PR #5581, opened 2024-01-03
VSCODE format .ts/.tsx on save

GHaberis:

I've noticed VSCODE hasn't been applying Prettier formatting on save, despite the workspace settings in .`vscode/settings.json` containng a rule `"source.fixAll.prettier": "explicit"`, the purpose of which was to format using our Prettier settings on save, having looked at it this doesn't do anything.

I've looked at various examples online and have landed on an updated configuration that now:

- Applies Prettier fixes to all `.ts` and `.tsx` files on save, I've tested and confirmed it's using our Prettier settings in `support-frontend/.prettierrc.js` when formatting on save.
- Applies ESLint updates to all `.ts` and `.tsx` files on save.
- Doesn't attempt to format non `.ts` and `.tsx` files on save.

### DIFF
--- a/.gitignore
+++ b/.gitignore
@@ -8,6 +8,7 @@
 .metals
 metals.sbt
 .bloop
+.vscode/settings.json
 
 node_modules
 npm-debug.log
--- a/.vscode/settings.json
+++ b/.vscode/settings.json
@@ -1,12 +1,20 @@
 {
   "typescript.format.enable": false, // disable default VS code TS formatting in favour of ESLint
-  "editor.formatOnSave": true,
-  "editor.defaultFormatter": "esbenp.prettier-vscode",
-  "editor.codeActionsOnSave": {
-    "source.fixAll.eslint": "explicit"
+  "[typescript]": { // for .ts files
+    "editor.defaultFormatter": "esbenp.prettier-vscode",
+    "editor.formatOnSave": true,
+    "editor.codeActionsOnSave": {
+      "source.fixAll.eslint": true
+    },
+  },
+  "[typescriptreact]": { // for .tsx files
+    "editor.defaultFormatter": "esbenp.prettier-vscode",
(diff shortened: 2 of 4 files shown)


jamesgorrie (approved):
Is there a reason to not have this on `.js` files too?

Should we be following [our recommendations on .vscode](https://github.com/guardian/dotcom-rendering/blob/main/.vscode/settings.json.recommended) and have this file called `.vscode/settings.default.json` or similar? The main reason is that I have certain settings for this repo that are user/me specific and having this setup doesn't allow me to configure my editor my way + get these useful settings.

[`dotcom-rendering` uses a `required` and `recommended` config](https://github.com/guardian/dotcom-rendering/tree/main/.vscode), but I\'d argue that's overkill, but a good example.

GHaberis:
> Is there a reason to not have this on `.js` files too?
> 
> Should we be following [our recommendations on .vscode](https://github.com/guardian/dotcom-rendering/blob/main/.vscode/settings.json.recommended) and have this file called `.vscode/settings.default.json` or similar? The main reason is that I have certain settings for this repo that are user/me specific and having this setup doesn't allow me to configure my editor my way + get these useful settings.
> 
> [`dotcom-rendering` uses a `required` and `recommended` config](https://github.com/guardian/dotcom-rendering/tree/main/.vscode), but I'd argue that's overkill, but a good example.

I don't think there's a strong reason to not apply the formatting to `.js` files too. The formatting was introduced to keep the source code tidy, which I believe is all `.ts` and `.tsx` files, however we have various config defined in `.js` files for build, code quality and testing tools.

The idea of naming it `.vscode/settings.default.json` so devs can customise is good. I'll do this and add a note to the client-side set-up steps.

jamesgorrie (approved):

jamesgorrie (approved):

PR #5583, opened 2024-01-04
fix: remove symphonia logging and use ConsoleAppender

jamesgorrie:
Removes `symphonia` logging.

We're removing this as we don't use it and it is also blocking the upgrade to `logback@1.4.14`.


support-lambdas/it-test-runner/build.sbt
```diff
@@ -13,7 +13,6 @@ libraryDependencies ++= Seq(
   "com.fasterxml.jackson.core" % "jackson-databind" % jacksonDatabindVersion,
   "com.fasterxml.jackson.dataformat" % "jackson-dataformat-cbor" % jacksonVersion,
   "ch.qos.logback" % "logback-classic" % "1.2.12",
-  "io.symphonia" % "lambda-logging" % "1.0.3",
```
jamesgorrie, line 16: This wasn't actually used in this project.

tomrf1 (approved):

PR #5566, opened 2023-12-19
Take users directly to second page of checkout

rBangay:
## What are you doing in this PR?
setup ab test in order to direct some users directly to the second page of the checkout

## Screenshots
Screenshot 2023-12-19 at 11 00 55

PR #5587, opened 2024-01-05
Revert "Take users directly to second page of checkout"

GHaberis:
Reverts guardian/support-frontend#5566

This test has reached significance and the control has won, AV per impression was -12.9% lower in the variant compared to the control, this was significant.


paul-daniel-dempsey (approved):
Looks good, URL goes to first page now.

PR #5588, opened 2024-01-05
refactor: remove id from pagescaffold

jamesgorrie:
Removes the `id` from `PageScaffold` as it's unused.

## Why are you doing this?
Extra code = extra overhead when trying to refactor making things harder to change, and thus sometimes they don't get changed.


GHaberis (approved):
Nice 👍

PR #120, opened 2017-07-11
Cleaning

davidfurey:
## Why are you doing this?

We've added quite a lot of functionality to this project already, it felt like a good time to do some tidying

## Changes

* Moved lots of classes out of the very generic `lib` package
* Fewer implicits for wiring (less magic)
* Split wiring into separate files since it was getting a bit large

PR #5591, opened 2024-01-09
AppLoader renaming for consistency

jamesgorrie:
- Extend `BuiltInComponentsFromContext` from `AppLoader`. This brings us closer inline with [the official](https://www.playframework.com/documentation/2.9.x/ScalaCompileTimeDependencyInjection#Application-entry-point) docs which helps for future travellers, especially those unfamiliar with Play. This seems to be [a more common way (80 examples)](https://github.com/search?q=org%3Aguardian+%22class+AppComponents%22&type=code) vs [how it's done here (23 examples)](https://github.com/search?q=org%3Aguardian+%22trait+AppComponents%22&type=code) across the org.
- Rename `actinRefiners` => `actionBuilders`. This is just one last loose end from [this commit](https://github.com/guardian/support-frontend/pull/120/commits/8693a10c6ce0880937051285d5bde68ddcf51fe4).

## Why are you doing this?
A little but of consistency and clarity for future folks and myself when I have to revisit this code.

Both commits should be no-ops.

### DIFF
--- a/support-frontend/app/wiring/ActionBuilders.scala
+++ b/support-frontend/app/wiring/ActionBuilders.scala
@@ -7,7 +7,7 @@ import play.filters.HttpFiltersComponents
 trait ActionBuilders {
   self: Services with BuiltInComponentsFromContext with ApplicationConfiguration with HttpFiltersComponents =>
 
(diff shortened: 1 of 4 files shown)


tomrf1 (approved):
👍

════════════════

*ASSIGNED TASK*.
A single number is expected: how many lines in the material above contain the word "setup".

*ANSWER TO THE EXERCISE*.
3